По комнате плавал запах подгоревшей пищи, исходивший от брызг на варочной поверхности, оттереть которые губкой у него никогда не доходили руки. Он снял кастрюлю с конфорки, перелил кашу в миску и принялся за еду, пережевывая кусочки колбасы, в то время как из репродуктора дышащего на ладан радиоприемника доносились последние известия: сообщалось о человеке, который лежал в искусственной коме в отделении интенсивной терапии после погони полиции за двумя преступниками, завершившейся аварией на автомагистрали в Брейдхольте. Корреспондент передавал, что двое мужчин находятся под стражей в статусе подозреваемых в соучастии в контрабанде наркотиков. Слушал он рассеянно – такие новости были в порядке вещей, так что в одно ухо влетали, а в другое вылетали.
Отнеся пустую миску в раковину, он сполоснул ее горячей водой, чтобы она была готова для использования в обед на следующий день. Затем он проделал ту же процедуру с ложкой. Окон в комнате не было, а по размеру она равнялась двум смежным тюремным камерам. Возле раковины находилась плита с двумя конфорками. В коридоре имелась общая ванная с туалетом и душем, а также кухня, где стояли холодильник, телевизор и еще одна плита, которой он, однако, почти не пользовался, предпочитая две конфорки у себя в комнате. У одной из продолговатых стен притулилась продавленная койка в компании стола и стула. Перед плитой располагался столик поменьше. Вся эта «роскошь» была включена в арендную плату. Его собственные пожитки – одежда да пара-тройка предметов личного пользования – хранились в стоящей на полу коробке.

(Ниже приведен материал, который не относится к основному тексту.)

PR #88, opened 2024-07-19
Fix odd progress bar

sergio-costas:
Sometimes, an incorrect value with the number of tasks is sent, and the progress bar shows an odd appearance. This patch fixes it.


sergio-costas:
@robert-ancell Can you review this one when you have some spare time, please?

robert-ancell (approved):
LGTM

PR #89, opened 2024-07-22
Fix cancelled refreshes

sergio-costas:
When a refresh was cancelled (for example, because the snap was launched before it has completed the refresh), the snap is reverted, but the current code fails to detect correctly this, and snapd-desktop-integration could be left in an invalid state, asking for already completed changes over and over again.

This patch fixes this bug.

### DIFF
--- a/src/sdi-refresh-monitor.c
+++ b/src/sdi-refresh-monitor.c
@@ -267,12 +267,12 @@ static void refresh_change(gpointer p) {
 static gboolean status_is_done(const gchar *status) {
   gboolean done = g_str_equal(status, "Done") || g_str_equal(status, "Abort") ||
                   g_str_equal(status, "Error") || g_str_equal(status, "Hold") ||
-                  g_str_equal(status, "Wait");
+                  g_str_equal(status, "Wait") || g_str_equal(status, "Undone");
   return done;
 }
 
 static void update_inhibited_snaps(SdiRefreshMonitor *self, SnapdChange *change,
-                                   gboolean done, gboolean hold) {
+                                   gboolean done, gboolean cancelled) {
   SnapdAutorefreshChangeData *change_data =
       SNAPD_AUTOREFRESH_CHANGE_DATA(snapd_change_get_data(change));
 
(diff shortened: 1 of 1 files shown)


sergio-costas:
@robert-ancell When you have some spare time, can you review this too? The true patch is the last commit only.

robert-ancell:
Does this need a merge/rebase? The diff seems too large.

sergio-costas:
@robert-ancell Fixed.

src/sdi-refresh-monitor.c
```diff
@@ -439,8 +444,15 @@ static void manage_change_update(SnapdClient *source, GAsyncResult *res,
...
 
-  gboolean done = g_str_equal(snapd_change_get_status(change), "Done");
-  gboolean cancelled = cancelled_change_status(snapd_change_get_status(change));
+  const gchar *change_status = snapd_change_get_status(change);
+
+  gboolean done = g_str_equal(change_status, "Done");
+  gboolean cancelled = cancelled_change_status(change_status);
+  gboolean valid_do = valid_working_change_status(change_status);
+  if (!(valid_do || cancelled)) {
+    g_print("Unknown state %s\n", change_status);
```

На его этаже были расположены четыре комнаты под сдачу. В каждой из них проживал один человек, и все жильцы были ему под стать: одинокие как перст.

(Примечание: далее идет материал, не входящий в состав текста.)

PR #90, opened 2024-07-23
Don't launch several "threads" for same change

sergio-costas:
When a change is processed, a timeout is set to continue monitoring it. Unfortunately, when a change is sent again to the program, a new timeout is set, thus having two "pseudothreads" monitoring the same change.

This patch checks if there is already a timeout for a change, and avoids creating a new timeout in that case, because the current one will already manage new changes.

### DIFF
--- a/src/sdi-refresh-monitor.c
+++ b/src/sdi-refresh-monitor.c
@@ -257,6 +257,7 @@ static void show_snap_completed(GObject *source, GAsyncResult *res,
 
 static void refresh_change(gpointer p) {
   g_autoptr(SnapRefreshData) data = p;
+  g_hash_table_remove(data->self->changes, data->change_id);
   snapd_client_get_change_async(data->self->client, data->change_id, NULL,
                                 (GAsyncReadyCallback)manage_change_update,
                                 g_object_ref(data->self));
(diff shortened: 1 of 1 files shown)


sergio-costas:
@robert-ancell Can you review this when you have some spare time, please?

src/sdi-refresh-monitor.c
```diff
@@ -545,6 +548,7 @@ static void sdi_refresh_monitor_dispose(GObject *object) {
   }
   g_clear_pointer(&self->snaps, g_hash_table_unref);
   g_clear_object(&self->client);
+  g_clear_pointer(&self->changes, g_hash_table_unref);
```
robert-ancell, line 551: You probably should be calling g_source_remove on each value, which might be doable by setting a function in g_hash_table_new_full below. This is an existing bug, but is solvable now you are storing the ID.

robert-ancell (approved):
LGTM

src/sdi-refresh-monitor.c
sergio-costas: In fact, since the timeout callback is called with a count_ref pointer to "self", this can be called only when there are no pending timeouts. Also, since I have to remove the change in the timeout callback, in that moment the source is already removed, so using new_full would produce an error (or, at least, a warning).

sergio-costas: I can add a comment to explain this, if you want.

Между собой они контактов тоже особенно не поддерживали. Он жил здесь дольше остальных. Другие приходили и уходили: лица, что он видел в коридоре или в кухне, постоянно менялись. Бывали среди них и поляки в поисках работы, и туристы… А может, и не туристы: с соседями он едва ли когда перекидывался парой слов.

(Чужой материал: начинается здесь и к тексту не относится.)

PR #93, opened 2024-09-10
Show updates when clicking on notification

sergio-costas:
When a notification with pending updates is shown, clicking on it should open the store with the available updates.

### DIFF
--- a/src/sdi-notify.c
+++ b/src/sdi-notify.c
@@ -191,7 +191,11 @@ static void show_pending_update_notification(SdiNotify *self,
   notify_notification_add_action(notification, "app.show-updates",
                                  _("Show updates"), app_show_updates,
                                  g_object_ref(self), g_object_unref);
-  notify_notification_add_action(notification, "default", _("Close"),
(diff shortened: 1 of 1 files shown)


src/sdi-notify.c
```diff
@@ -192,7 +192,8 @@ static void show_pending_update_notification(SdiNotify *self,
                                  _("Show updates"), app_show_updates,
                                  g_object_ref(self), g_object_unref);
   notify_notification_add_action(notification, "default", _("Close"),
-                                 app_close_notification, NULL, NULL);
+                                 app_show_updates, g_object_ref(self),
+                                 g_object_unref);
```
robert-ancell, line 196: It seems quite confusing that both "Show updates" and "Close" do the same thing - It might be worth adding a comment here.

robert-ancell (approved):
LGTM

src/sdi-notify.c
sergio-costas: Done.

Из своей комнаты он раньше полудня и носа не казал: обедал, слушал последние известия по радио, потом одевался по сезону, выходил на улицу и неторопливым шагом направлялся в западную часть города. Заглядывал в супермаркет, чтобы купить еды на вечер, кофе и чистящие средства, без которых было совсем уж не обойтись: с тех пор, как резко поднялась арендная плата, денег у него было в обрез. Иногда он спускался в порт поглазеть на причаливающие и уже пришвартованные суда. Добрую часть своей жизни он провел в море и скучал по тем временам.